Currency trading is very fast, complex and needs a well considered strategy. That game plan has to be executed with nerve and skill. Trading successfully in a demo account for several weeks is essential but can lead to unwarranted confidence. Traders who invest Monopoly money will often take chances, leading to successful trades, that they wouldn’t dream of taking with real money.

Real trading requires answering honestly a number of questions that can be difficult to answer objectively when the subject is the self-same trader asking them. What are your financial trading goals? Looking for a quick buck? Seek elsewhere. You will have losses that wipe them out. Looking for secure, low-risk capital accumulation? Try AAA bonds instead.

Currency trading can be a stimulating mental game and an exhilarating adventure at the same time. The thrill of victory! The despair of (temporary) defeat! The mastery of the intricacies of Fibonacci, Parabolic SAR, Stochastic Oscillators and Doji Stars. All this, and much more, is part of Forex investing.

As a result, you have to be very honest with yourself and decide how (and whether) you are prepared to deal with the fear and pressure. Even professional traders do not have any certain system of ensuring profits and avoiding losses.

The pressure of deciding when to buy and when to sell is many times larger than in stock trading.

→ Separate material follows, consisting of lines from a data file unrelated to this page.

PR #260, opened 2015-11-27
Adds getNumericRefinement to the helper (fix #214)

### LINKED ISSUE #214: expose state.getNumericRefinement(attribute, operator) as helper.getNumericRefinement
When reading the numeric methods on the helper you get:
- helper.addNumericRefinement(attribute, operator, value)
- helper.removeNumericRefinement(attribute, operator, value)

But no helper.getNumericRefinement(attribute, operator).

Do you think it would make sense to expose it? We have state.getNumericRefinement but it's not obvious because other methods are on the helper instance.

bobylito:


vvo:
LGTM

Issue #262, opened 2015-12-04
Expose optionalTagFilters and optionalFacetFilters


redox:
Those new (non-documented yet) parameters are not supported by the helper yet; I think we can move forward and add them.

PR #263, opened 2015-12-08
Feat/optionalTagFilters & optionalFacetFilters

olance:
Just a basic support for raw parameters as a quick fix to #262.

Should we add more support for those?
I'm thinking:

* `clearOptionalTags` to mimic `clearTags`
* `clearOptionalFacets` maybe?
* `addOptionalFacet`/`addOptionalFacets` or something similar to be able to pass an array of facet filters?

### DIFF
--- a/src/SearchParameters/index.js
+++ b/src/SearchParameters/index.js
@@ -159,9 +159,7 @@ function SearchParameters(newParameters) {
   this.tagFilters = params.tagFilters;
 
   /**
-   * Contains the tag filters in the raw format of the Algolia API. Setting this
-   * parameter is not compatible with the of the add/remove/toggle methods of the
-   * tag api.
+   * Contains the  optional tag filters in the raw format of the Algolia API.
    * @private
    * @see https://www.algolia.com/doc/rest#param-tagFilters
    * @member {string}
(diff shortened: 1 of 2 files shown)


vvo:
Good for a first step, @olance I think we should now aim at solving the full PR like you proposed: provide the necessary functions to add, get, clear optional tags and facets.

@bobylito Do you think it makes sense to add those functions?

bobylito:
That's cool. Do we need the API on the helper right away? Do we mix optional and non-optional tags / filters?

vvo:
> Do we mix optional and non-optional tags / filters?

I would say no at first.

If optional tag/filters are used in different UI elements than the non optional ones then we should separate the methods and not mix them. cc @olance How are they used?

> Do we need the API on the helper right away?

Why not, if it's not so big to do let's do it now

bobylito:
Well I think that's good enough for now. I'm creating an issue to add proper support #267

olance:
Sorry @vvo I hadn't seen your comment earlier.
This should indeed probably be kept separate as optional tag/facet filtering and tag/facet filtering are really addressing different, and complementary use cases.

For instance, tag/facet filtering to search products present in a single shop + optional tag filtering to push up products bought by the current user.

PR #264, opened 2015-12-08
fix(search-results): adds missing results parameters Fix #261

### LINKED ISSUE #261: Expose aroundLatLng in results
When `aroundLatLngViaIP` is used in the query, please expose latitude and longitude in the results. It looks like this `aroundLatLng` is returned by the algolia API but the helper does not expose it.

Intended use case is displaying approximate distance between the IP address and the individual results.

bobylito:


vvo:
LGTM

PR #265, opened 2015-12-10
Fix/hierarchical facets order

olance:
When using hierarchical facets, attributes composing the hierarchy tree are declared in a specific order:

```js
var helper = algoliasearchHelper(client, indexName, {
    hierarchicalFacets: [{
      name: 'categories',
      attributes: ['categories.lvl0', 'categories.lvl1']
    }]
});
```

It can happen (at least it happened to me!) that the API will return facets data for those attributes in a different order than the expected one:

```json
{
    "results": [{
      ... 
      "facets": {
        "categories.lvl1": { "beers > IPA": 6, "beers > 1664": 3 },
        "categories.lvl0": { "beers": 9 }
      }
    }, 
    ...
  ]
};
```
Note that lvl1 comes *before* lvl0 here!

The current code iterates on each key of `facets`, pushing each facet data to the `SearchResults.hierarchicalFacets` array in the order of the keys... which will later silently break the generation of the hierarchical facets tree!

This PR uses the declared attributes order for the hierarchical facet to make sure the facets data is correctly ordered.

### DIFF
--- a/src/SearchResults/index.js
+++ b/src/SearchResults/index.js
@@ -277,11 +277,14 @@ function SearchResults(state, algoliaResponse) {
     var hierarchicalFacet = findMatchingHierarchicalFacetFromAttributeName(state.hierarchicalFacets, facetKey);
 
     if (hierarchicalFacet) {
-      this.hierarchicalFacets[findIndex(state.hierarchicalFacets, {name: hierarchicalFacet.name})].push({
+      // Place the hierarchicalFacet data at the correct index depending on the attributes order that was defined at the
+      // helper initialization
+      var facetIndex = hierarchicalFacet.attributes.indexOf(facetKey);
+      this.hierarchicalFacets[findIndex(state.hierarchicalFacets, {name: hierarchicalFacet.name})][facetIndex] = {
         attribute: facetKey,
         data: facetValueObject,
         exhaustive: mainSubResponse.exhaustiveFacetsCount
-      });
+      };
     } else {
       var isFacetDisjunctive = indexOf(state.disjunctiveFacets, facetKey) !== -1;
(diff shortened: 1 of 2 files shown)


olance:
hmm test failed because:

> <microsoftedge 20 on Windows 10> [INT][FILTERS] Should retrieve different values for multi facetted records
> Error: AlgoliaSearchError: Cannot connect to the AlgoliaSearch API. Send an email to > support@algolia.com to report and resolve the issue. Application id was: test

:/

redox:
Good catch @olance :+1: @vvo @bobylito what do you think?

vvo:
Will launch the test locally, should be good

vvo:
About the API facet order that's really weird. Since the begining we have taken into account that the result order of a batch query was the same than the request order

vvo:
OK I think I get it and this is a good fix, just investigatin a bit more to understand it fully

vvo:
LGTM

To sum up, the API server sends back facets like this:

```js
var facets = {
facetName: [],
facetName2: []
}
```

And we are using a lodash.forEach to loop against `facets` and then mapping the loop index to the attributes: ['..', '..'] array

But that was not good since you cannot guarantee the iteration of a map in JavaScript.

So what made @olance is first try to map the facetName to the attributes: ['', ''] array and then fill the results with it.

This can have consequences like having holes in the results so he also used compact to solve it.

This is a fix that works but in the next helper iteration we should try to build the results from the top (facet definitions in the helper) rather than the bottom (what the API sent back).

So that we do not have to use things like compact etc..

bobylito:
Good! Thanks @olance :)

olance:
:)
Happy to help!

PR #278, opened 2016-02-12
fix(pagination): adds doc on reset behavior, changes the name of setter

bobylito:
The `helper.setCurrentPage` is deprecated in favor of `helper.setPage`

### DIFF
--- a/README.md
+++ b/README.md
@@ -642,14 +642,37 @@ helper.clearTags().search();
 #### Get the current page
 
 ```js
-helper.getCurrentPage();
+helper.getPage();
 ```
 
 #### Change page
 
 ```js
-helper.setCurrentPage(3).search();
+helper.setPage(3).search();
 ```
+
+#### Automatic reset to page 0
+
+During a search, changing the parameters will update the result set, which can then change
+the number of pages in the result set. Therefore, the behavior has been standardized so
+that any operation that may change the number of page will reset the pagination to page 0.
+
+This may lead to some unexpected behavior. For example:
+
+```js
+helper.setPage(4);
+helper.getPage(); // 4
+helper.setQuery('foo');
+helper.getPage(); // 0
+```
+
+Non exhaustive list of operations that trigger a reset:
+ - refinements (conjunctive, exclude, disjunctive, hierarchical, numeric)
+ - tags 
+ - index (setIndex)
+ - setQuery
+ - setHitsPerPage
+ - setTypoTolerance
 
 ### Index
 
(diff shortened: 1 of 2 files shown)


README.md
```diff
@@ -651,6 +651,30 @@ helper.getCurrentPage();
...
+that any operation that may change the number of page will reset the pagination to page 0.
+
+This may lead to some unexpected behavior. For example:
+
+```js
+// helper.state.page = 0
+helper.setPage(4);
+// helper.state.page = 4
+helper.setQuery('foo');
+// helper.state.page = 0
```
vvo: I would not talk about helper.state, just:

```js
helper.setPage(4);
helper.setQuery('foo');
helper.search(); // page will be 0, even if 4 was asked
```

bobylito: Fair enough!

README.md
```diff
@@ -651,6 +651,30 @@ helper.getCurrentPage();
...
+```
+
+Non exhaustive list of operations that trigger a reset :
```
vvo: Non exhaustive because there are two many of them? Maybe we can do the opposite list (or it's not needed?)

vvo: `reset :` no space before ` :`

README.md
vvo: And maybe say that you need to do the setPage last if you really really want page 4

src/algoliasearch.helper.js
```diff
@@ -366,22 +366,33 @@ AlgoliaSearchHelper.prototype.nextPage = function() {
  * @return {AlgoliaSearchHelper}
  */
 AlgoliaSearchHelper.prototype.previousPage = function() {
-  return this.setCurrentPage(this.state.page - 1);
+  return this.setPage(this.state.page - 1);
 };
 
+function setCurrentPage(page) {
+  if (page < 0) throw new Error('Page requested below 0.');
```
vvo: Do we need to test this?

README.md
bobylito: What about using getPage (well getCurrentPage for now :P, will fix that)?

vvo: In the example? I would say we only need to explain the trap people will fall into but I understand the concern about also explaining that the internal state is modified (for power users)

src/algoliasearch.helper.js
bobylito: Well that's the current behavior and the idea behind when implemented was "best do it before than later"

bobylito:
I think we're good here. Thanks for the feedback @vvo

PR #801, opened 2020-12-02
fix(removeNumericRefinement): clear empty refinements

Haroenv:
Previously this seemingly on purpose checked if this attrubte had refinements, but due to the way it is checking this, it will leave `{[attribute]: {}}` in the numeric refinements, which isn't what we want in e.g. a dispose.

related PR: https://github.com/algolia/instantsearch.js/pull/4587

Since this wasn't covered by any sort of test, I think this behaviour was unintentional

### DIFF
--- a/test/spec/SearchParameters/_clearNumericRefinements.js
+++ b/test/spec/SearchParameters/_clearNumericRefinements.js
@@ -7,6 +7,16 @@ test('When removing all numeric refinements of a state without any', function() 
   expect(state._clearNumericRefinements()).toBe(state.numericRefinements);
 });
 
+test('When removing numericRefinements of a specific attribute, which has no refinements', function() {
+  var state = SearchParameters.make({
+    numericRefinements: {
+      size: {}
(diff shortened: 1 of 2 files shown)


test/spec/SearchParameters/_clearNumericRefinements.js
```diff
@@ -7,14 +7,24 @@ test('When removing all numeric refinements of a state without any', function()
...
+
 test('When removing numericRefinements of a specific attribute, and there are no refinements for this attribute', function() {
   var state = SearchParameters.make({
     numericRefinements: {
       price: {'>': [300]}
     }
   });
 
-  expect(state._clearNumericRefinements('size')).toBe(state.numericRefinements);
+  expect(state._clearNumericRefinements('size')).toEqual(state.numericRefinements);
```
Haroenv, line 27: the values are the same, but omit returns a new object :)

francoischalifour (approved):

PR #802, opened 2020-12-02
fix: ignore invalid userToken

eunjae-lee:
This PR ignores invalid userToken and prints a warning message.


eunjae-lee:
What do you think about this way? I'm looking into why the build is failing, btw.

src/algoliasearch.helper.js
```diff
@@ -886,6 +889,12 @@ AlgoliaSearchHelper.prototype.setIndex = function(name) {
  * helper.setQueryParameter('hitsPerPage', 20).search();
  */
 AlgoliaSearchHelper.prototype.setQueryParameter = function(parameter, value) {
```
Haroenv, line 891: it's not the right place here, people can also call setQueryParameters, but both this and setQueryParameters use setState

src/algoliasearch.helper.js
```diff
@@ -902,6 +911,11 @@ AlgoliaSearchHelper.prototype.setQueryParameter = function(parameter, value) {
  * @chainable
  */
 AlgoliaSearchHelper.prototype.setState = function(newState) {
+  if (newState.userToken !== undefined && !isValidUserToken(newState.userToken)) {
+    delete newState.userToken;
```
Haroenv, line 915: we should leave the invalid token IMO

src/utils/logger.js
```diff
@@ -0,0 +1,11 @@
+'use strict';
+
+var PREFIX = '[algoliasearch-helper]';
+
+function warn(message) {
+  console.warn(PREFIX + ' ' + message);
```
Haroenv, line 6: I don't see an eslint error here, why not using console.warn directly in the setState?

src/SearchParameters/index.js
```diff
@@ -93,6 +95,10 @@ function findArray(array, searchedValue) {
 function SearchParameters(newParameters) {
   var params = newParameters ? SearchParameters._parseNumbers(newParameters) : {};
 
+  if (params.userToken !== undefined && !isValidUserToken(params.userToken)) {
+    delete params.userToken;
+    logger.warn('The `userToken` parameter is invalid. Format: [a-zA-Z0-9_-]{1,64}');
+  }
```
Haroenv, line 101: I think if it's only put in the .make method, both this and .make call it? (or is it the other way round and make calls the constructor?) Either way, I think setState calls make which calls the constructor, so you get three warnings if you do setQueryParameter?

src/utils/logger.js
```diff
@@ -0,0 +1,11 @@
...
+}
+
+module.exports = {
+  warn
```
Haroenv, line 10:
```suggestion
  warn: warn
```

this is causing the build error

eunjae-lee: oh.. I've forgotten about this for a long time.

src/algoliasearch.helper.js
eunjae-lee: oh right, so if I understand correctly, everything leads to here: https://github.com/algolia/algoliasearch-helper-js/blob/fix/invalid-usertoken/src/SearchParameters/index.js#L1369:L1369

src/SearchParameters/index.js
yannickcr: From what I saw, putting the warning it in the constructor should be enough.

We could also add a flag to only display the warning once.

src/SearchParameters/index.js
```diff
@@ -93,6 +95,10 @@ function findArray(array, searchedValue) {
 function SearchParameters(newParameters) {
   var params = newParameters ? SearchParameters._parseNumbers(newParameters) : {};
 
+  if (params.userToken !== undefined && !isValidUserToken(params.userToken)) {
+    delete params.userToken;
+    logger.warn('The `userToken` parameter is invalid. Format: [a-zA-Z0-9_-]{1,64}');
```
yannickcr, line 100: Since it is just a warning and it can have no apparent impact on the app behavior at first, I would add more information to the error message to precise what are the impact of having an invalid `userToken`, with a link to the documentation if possible.

test/spec/algoliasearch.helper/setQueryParameter.js
```diff
@@ -35,3 +35,28 @@ test('setChange should not change the current state: no real modification', func
   expect(changed).toBe(false);
   expect(helper.state).toBe(initialState);
 });
+
+test('setChange should ignore invalid userToken', function() {
```
yannickcr, line 39: We should also test that the warning was displayed if the token is invalid.

test/spec/algoliasearch.helper/setQueryParameter.js
```diff
@@ -35,3 +35,28 @@ test('setChange should not change the current state: no real modification', func
...
+  expect(helper.state.userToken).toBeUndefined();
+
+  helper.setQueryParameter('userToken', '');
+  expect(helper.state.userToken).toBeUndefined();
+
+  helper.setQueryParameter('userToken', 'my invalid token!');
+  expect(helper.state.userToken).toBeUndefined();
+});
+
+test('setChange should preserve valid userToken', function() {
```
Haroenv, line 51: seems like this type exists in the whole file, but, the test should be called `setState`, not `setChange` :)

src/algoliasearch.helper.js
eunjae-lee: @Haroenv 
image
https://excalidraw.com/#json=4883557457592320,c67cypVCpL_-WxoGxVuwKQ

I drew the flow where state can change except for facets (because facet-related methods can never update userToken).

I think everything goes into the constructor of SearchParameters.

Haroenv: yep, the warning should only be in the constructor

src/utils/logger.js
eunjae-lee: https://github.com/algolia/algoliasearch-helper-js/pull/802/commits/a1c3d3deb520d15046258761a64d28be93ff85da

test/spec/algoliasearch.helper/setQueryParameter.js
eunjae-lee: https://github.com/algolia/algoliasearch-helper-js/pull/802/commits/c97cd22f9e3d43e3def417476084de50db91f941

I've put test cases in the all entries where userToken can be passed, to assure the warning message shows only once. What do you think? Too much?

src/algoliasearch.helper.js
eunjae-lee: I've talked to the search api team and confirmed that we can leave the invalid token for now.

yannickcr (approved):

Haroenv (approved):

The fear of loss is greater, in part because of the amplification provided by 100:1 or larger leverage.

Even winning can be problematic. With practice and persistence, provided you don’t quit too soon or run out of money too quickly, you will have periods when it all seems laughingly easy. That can lead to euphoria, which is great. But it can also lead to cockiness, which is fatal. Nothing will wipe out a trader quicker than arrogance. Confidence is essential, vanity is suicidal.

The other side of the coin to be avoided is too much second guessing. Successful trading requires bold moves based on sound judgment and confidence. Every decision is a small leap of faith, since no one can know in advance for certain what the outcome will be. Probability of one degree or another is the best that can be achieved.

All this will be accompanied by the fear of loss of capital, which often leads to panic selling in the face of what would have been a temporary price movement. From such panics are depressions made, both psychological and economic.

Forex is a roller coaster ride. But if you have a good inner ear and a strong stomach, bolstered by the brain of a statistician and the nerves of a pro billiards player, you will be well suited to end the ride with full pockets.